> [What is expected]
Copy out each line of the material below that holds the string "journalctl".

> [Data to process]
Segment Open
PR #576, opened 2020-02-19
Add "go" with prepositions

### LINKED ISSUE #549: GO curriculum with prepositions

LichMaster98:
Closes #549

### DIFF
--- a/adam/curriculum/verbs_with_dynamic_prepositions_curriculum.py
+++ b/adam/curriculum/verbs_with_dynamic_prepositions_curriculum.py
@@ -4,7 +4,11 @@ from typing import Iterable
 from immutablecollections import immutableset
 from more_itertools import flatten
 
-from adam.axes import HorizontalAxisOfObject, FacingAddresseeAxis
+from adam.axes import (
+    HorizontalAxisOfObject,
+    FacingAddresseeAxis,
+    GRAVITATIONAL_AXIS_FUNCTION,
+)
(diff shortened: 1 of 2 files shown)


LichMaster98:
@elizlee By indicating a `SpatialPath` during the `DuringAction` should the generated english be something like "a dog goes over a box to a car" ?

elizlee:
@LichMaster98 I don't think it's necessary to describe the destination in these cases, but if we _do_ need a way to indicate in the language that e.g. `over` here refers to a path and not a destination, I believe adding _to X_ would be an appropriate choice.

adam/curriculum/verbs_with_dynamic_prepositions_curriculum.py
```diff
@@ -545,6 +579,11 @@ def _make_go_with_prepositions(num_samples: int = 5, *, noise_objects: int = 0):
     goal_object_hollow = standard_object(
         "goal_object_hollow", required_properties=[HOLLOW]
     )
+    path_object = standard_object(
+        "path_object",
+        required_properties=[CAN_HAVE_THINGS_RESTING_ON_THEM, HAS_SPACE_UNDER],
```
elizlee: Nitpick: are the required properties here necessary for _in front of/behind_? My thought was to make a `path_object` for each of the two sets of PPs.

PR #585, opened 2020-02-20
Support rendering of hierarchical objects (current only chair)

chris-jenkins-isi:
- Separate model pieces for chair (basis for adding separate model pieces for other hierarchical objects)
- Currently crashing on any scene with a hierarchical object unless it's a chair (the only one with its pieces currently provided)
- Provided that the appropriate geometry is available, IRREGULAR objects no longer pose an issue
- Minor adjustments to how scale factors are applied to object graph
- Updates to tests are inconsequential


adam/visualization/panda3d_interface.py
```diff
@@ -174,33 +200,36 @@ def add_model(
         # nested
         else:
             new_model.reparentTo(parent)
-        new_model.setPos(position[0], position[1], position[2])
+        # new_model.setPos(position[0], position[1], position[2])
```
LichMaster98: This comment looks like it could be removed unless there is another reason for it to stay here?

adam/visualization/panda3d_interface.py
```diff
@@ -210,7 +239,7 @@ def add_dummy_node(
             self.geo_nodes[new_node.name] = new_node
         else:
             new_node.reparentTo(parent)
-        new_node.setPos(*position)
+        # new_node.setPos(*position)
```
LichMaster98: Likewise for this comment?

adam/visualization/make_scenes.py
```diff
@@ -111,21 +111,33 @@ def main(params: Parameters) -> None:
         logging.info("SCALE: %s -> %s", model_name, scale.__str__())
 
     for i, scene_elements in enumerate(SceneCreator.create_scenes([make_curriculum()])):
-
+        if i < 1:
```
gabbard: What is this for?

chris-jenkins-isi: Updating to make the _specific_ selection of a scene for testing purposes explicit in the params file

gabbard: I think I need more context to understand.

chris-jenkins-isi: I broke a bunch of things by changing back to rendering separate objects for sub-objects

The new params option allows one to select a specific numbered scene if they don't want to bother scrolling through a bunch of them. I just pushed an update to fix the back-up option of rendering a basic Geon if there isn't a specific model available. So at the moment, rendering a table is still broken (haven't separated the model), but at least it doesn't crash the program. 

The current working example of a separated model is the chair.

PR #594, opened 2020-02-24
Add curriculum for `take x to y`

### LINKED ISSUE #552: Curriculum for "take X to Y"

elizlee:
Closes #552


adam/language_specific/english/english_language_generator.py
```diff
@@ -792,6 +792,8 @@ def relation_to_prepositional_modifier(
                                 preposition = "behind"
                         elif region.distance == PROXIMAL:
                             preposition = "beside"
+            elif region.distance == PROXIMAL:
```
chris-jenkins-isi: Would it make more sense to put this conditional up with the check if region.distance == INTERIOR at line 768 ?

That way all of the things where distance is the primary criteria are together before dealing with cases where direction is a factor as well.

Issue #591, opened 2020-02-21
Extract individual components of hierarchical objects


chris-jenkins-isi:
We would like to be able to manipulate individual components of hierarchical objects (or at least easily point to each piece) within the visualization system. Currently, all custom models are imported as one contiguous piece of geometry. The following is a process for exporting each piece separately. 

- **Download blender 2.73a** (highly recommend using a mouse with it)
- **Install the Yabee plugin**: https://github.com/09th/YABEE (allows for exporting models into Panda3d)

a/the **general process for exporting separate pieces of a model** is as follows:

	1.) Go into edit mode
		- If anything is already selected, you can toggle 'A' to select all / deselect all
	2.) Shift+R-click to select edges/vertices
		- Selecting all edges around a face selects that face
		- It may be helpful to enter fly mode (shift + F) to reposition the camera
		- You may need to delete edges / faces around your target area to more easily select it
		- Circle select (shortcut: C) is also very helpful, but you select with the left mouse button with it instead of the right.
	3.) When you have selected the entirety of the target geometry, press 'p' to split it into a new model (select split by selection)
	4.) Delete the rest of the original model
	5.) Save as a new .blend file (don't overwrite the original!)
	6.) Select all (A)
	7.) Export to .egg. (Warning: .egg files are ignored by our .gitignore!)
	8.) Check to see that exported .egg file actually contains vertices and etc
		- If not, just try again

- The original model _should_ be centered at the origin before any splitting occurs, so its separate pieces will be exported out at the correct positional offset from their fellows. 

**File naming conventions:** 
	
	- Prefer to list sides in x/y/z order (e.g. left_back_top)
	- If object has a 'canonical' facing (perspectival for animate objects, the direction that cars drive when not in reverse gear, etc), use that

	- Otherwise, orient descriptions based on the 'canonical' view of the object as seen when importing it into Panda3d using the utility script in panda3d_interface.py

	Example: table-leg_left_front (for the leg of a table)

chris-jenkins-isi:
`.blend` files are located at `/nas/home/cjenkins/adam-graphics/blender-models-sliced`

We still need to find / make a model for the cookie. Everything I'm seeing online is either not free, requires attribution, or is insanely detailed.

chris-jenkins-isi:
Another tip: in order for the models to receive the correct color settings at run time, you may need to remove any material currently in place on a model when exporting from Blender. 
[...]

PR #595, opened 2020-02-25
591 extract graphics components

chris-jenkins-isi:
Ongoing process of including models sliced into individual components. 
see #591 for process.

Completed:
- chair
- table
- dog

remaining:
- house (might need to be simplified)
- bird
- truck
- car
- liquids


jamart28:
Updated completed/remaining lists:

- Completed:
  - chair
  - table
  - dog
  - car

- remaining:
  - house (might need to be simplified)
  - bird
  - truck
  - liquids

jamart28:
It looks like all models are added is this ready for review? @chris-jenkins-isi

jamart28:
I just realized I misnamed car so I'm going to fix that as well

jamart28:
> We should also come up with some kind of trailer component for the truck, to house its wheels 4-7

This might be kind of a hacky solution but we could just add wheels to the current truck so that it has all 8 wheels. Not sure if this would work really

PR #700, opened 2020-03-24
Feat/zeus/2020.4

patrickvacek:


Raigi:
There was one failing test in OTF, I have checked it manually.
When installing updates on a Primary that has a Secondary it now takes a lot more time.
Previously it took OTF maximum of 2.5 minutes (normally it took about 1 minute) to get update complete, now it took 4 minutes.

Do you want to improve this or should I adjust waiting times in OTF?

patrickvacek:
>  When installing updates on a Primary that has a Secondary it now takes a lot more time.
> Previously it took OTF maximum of 2.5 minutes (normally it took about 1 minute) to get update complete, now it took 4 minutes.
> Do you want to improve this or should I adjust waiting times in OTF?

Sorry, that's really annoying. I'm confused, though, for the last release/backport, we tried to change the connection logic specifically to improve the likelihood that OTF would pass. I'm not quite sure what changed between then and now to make it worse in a different way. @mike-sul do you have insight here?

At some point, though, I'm going to say we have to give up on bandaids for this problem and we should just try to solve it the "right" way as we've been discussing, meaning a proper connection manager.

Raigi:
> Sorry, that's really annoying. I'm confused, though, for the last release/backport, we tried to change the connection logic specifically to improve the likelihood that OTF would pass. I'm not quite sure what changed between then and now to make it worse in a different way. @mike-sul do you have insight here?

Last time the problem was provisioning time, now it is installing the update time. It seems to me that it takes longer for the device to come back up after rebooting.

mike-sul:
> It seems to me that it takes longer for the device to come back up after rebooting.

Interesting, actually the timing should be improved in case of Primary update since Laurent added this `if (proviisioned)` statement which means that Primary won't try to connect to Secondaries after reboot if a device is provisioned. @Raigi Is/Are Secondary(ties) rebooted too in your case?

Raigi:
> > It seems to me that it takes longer for the device to come back up after rebooting.
> 
> Interesting, actually the timing should be improved in case of Primary update since Laurent added this `if (proviisioned)` statement which means that Primary won't try to connect to Secondaries after reboot if a device is provisioned. @Raigi Is/Are Secondary(ties) rebooted too in your case?

No, only primary got rebooted.
If I run journalctl -fu aktualizr on primary, it takes a bit time, before I get any logs. Sometimes it is much longer even.
`
-- Logs begin at Thu 2020-03-26 10:02:36 UTC. --
Mar 26 10:02:55 qemux86-64 aktualizr[229]: Connecting to and getting info about IP Secondary: 10.0.3.2:9050...
`

mike-sul:
> > > It seems to me that it takes longer for the device to come back up after rebooting.
> > 
> > 
> > Interesting, actually the timing should be improved in case of Primary update since Laurent added this `if (proviisioned)` statement which means that Primary won't try to connect to Secondaries after reboot if a device is provisioned. @Raigi Is/Are Secondary(ties) rebooted too in your case?
> 
> No, only primary got rebooted.
> If I run journalctl -fu aktualizr on primary after reboot, it takes a bit time, before I get any logs. Sometimes it is much longer even.
> `-- Logs begin at Thu 2020-03-26 10:02:36 UTC. -- Mar 26 10:02:55 qemux86-64 aktualizr[229]: Connecting to and getting info about IP Secondary: 10.0.3.2:9050...`

Now I understand, this delay is caused by this change https://github.com/advancedtelematic/meta-updater/commit/de993c695f58924fe8ee2b10a5b30af38afc42d3. But, IMHO, this is correct change as it makes aktualizr service not to start until all network interfaces are up and acquired IP addresses. Without this change, the Primary and Secondary discovery will fail in many cases because if this discovery process starts before a network interface acquires an IP address it will just simply fail because a connect timeout is not applied in this case and socket.connect() call just returns immediately with an error.

Raigi:
> > > > It seems to me that it takes longer for the device to come back up after rebooting.
> > > 
> > > 
> > > Interesting, actually the timing should be improved in case of Primary update since Laurent added this `if (proviisioned)` statement which means that Primary won't try to connect to Secondaries after reboot if a device is provisioned. @Raigi Is/Are Secondary(ties) rebooted too in your case?
> > 
> > 
> > No, only primary got rebooted.
> > If I run journalctl -fu aktualizr on primary after reboot, it takes a bit time, before I get any logs. Sometimes it is much longer even.
> > `-- Logs begin at Thu 2020-03-26 10:02:36 UTC. -- Mar 26 10:02:55 qemux86-64 aktualizr[229]: Connecting to and getting info about IP Secondary: 10.0.3.2:9050...`
> 
> Now I understand, this delay is caused by this change [de993c6](https://github.com/advancedtelematic/meta-updater/commit/de993c695f58924fe8ee2b10a5b30af38afc42d3). But, IMHO, this is correct change as it makes aktualizr service not to start until all network interfaces are up and acquired IP addresses. Without this change, the Primary and Secondary discovery will fail in many cases because if this discovery process starts before a network interface acquires an IP address it will just simply fail because a connect timeout is not applied in this case and socket.connect() call just returns immediately with an error.

OK, I see. So if this is expected, is it fine that I update tests to wait for update to finish for maximum of 5 minutes?

patrickvacek:
> So if this is expected, is it fine that I update tests to wait for update to finish for maximum of 5 minutes?

I suppose so. It's annoying that it takes so long, but if Mike is correct, then that's simply how long it takes for the network interface to come up, so that's how long we have to wait.

mikesul-vd:
> > So if this is expected, is it fine that I update tests to wait for update to finish for maximum of 5 minutes?
> 
> I suppose so. It's annoying that it takes so long, but if Mike is correct, then that's simply how long it takes for the network interface to come up, so that's how long we have to wait.

That's correct, it would be slightly faster if aktualizr depends just on an IP address assignment to the network interface used for communication between Primary and Secondary instead of waiting for such assignment to each network interface, but eventually we want aktualizr to communicate to the backend anyway...

PR #699, opened 2020-03-24
aktualizr: Bump to latest along with garage-sign.

patrickvacek:
Depends on https://github.com/advancedtelematic/aktualizr/pull/1613.

PR #703, opened 2020-03-25
Fix oe-selftest log message case

lbonn:
Was changed recently


lbonn:
ah nevermind, it would need to be on top of #699. I'll just push it there.

PR #704, opened 2020-03-25
layer.conf: update LAYERSERIES_COMPAT for dunfell

shr-project:

### DIFF
--- a/conf/layer.conf
+++ b/conf/layer.conf
@@ -12,7 +12,7 @@ BBFILE_PRIORITY_sota = "7"
 LAYERDEPENDS_sota = "openembedded-layer"
 LAYERDEPENDS_sota += "meta-python"
 LAYERDEPENDS_sota += "filesystems-layer"
-LAYERSERIES_COMPAT_sota = "thud warrior zeus"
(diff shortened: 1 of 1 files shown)


shr-project:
Segment Closed
> [Exercise output]
If I run journalctl -fu aktualizr on primary, it takes a bit time, before I get any logs. Sometimes it is much longer even.
> If I run journalctl -fu aktualizr on primary after reboot, it takes a bit time, before I get any logs. Sometimes it is much longer even.
> > If I run journalctl -fu aktualizr on primary after reboot, it takes a bit time, before I get any logs. Sometimes it is much longer even.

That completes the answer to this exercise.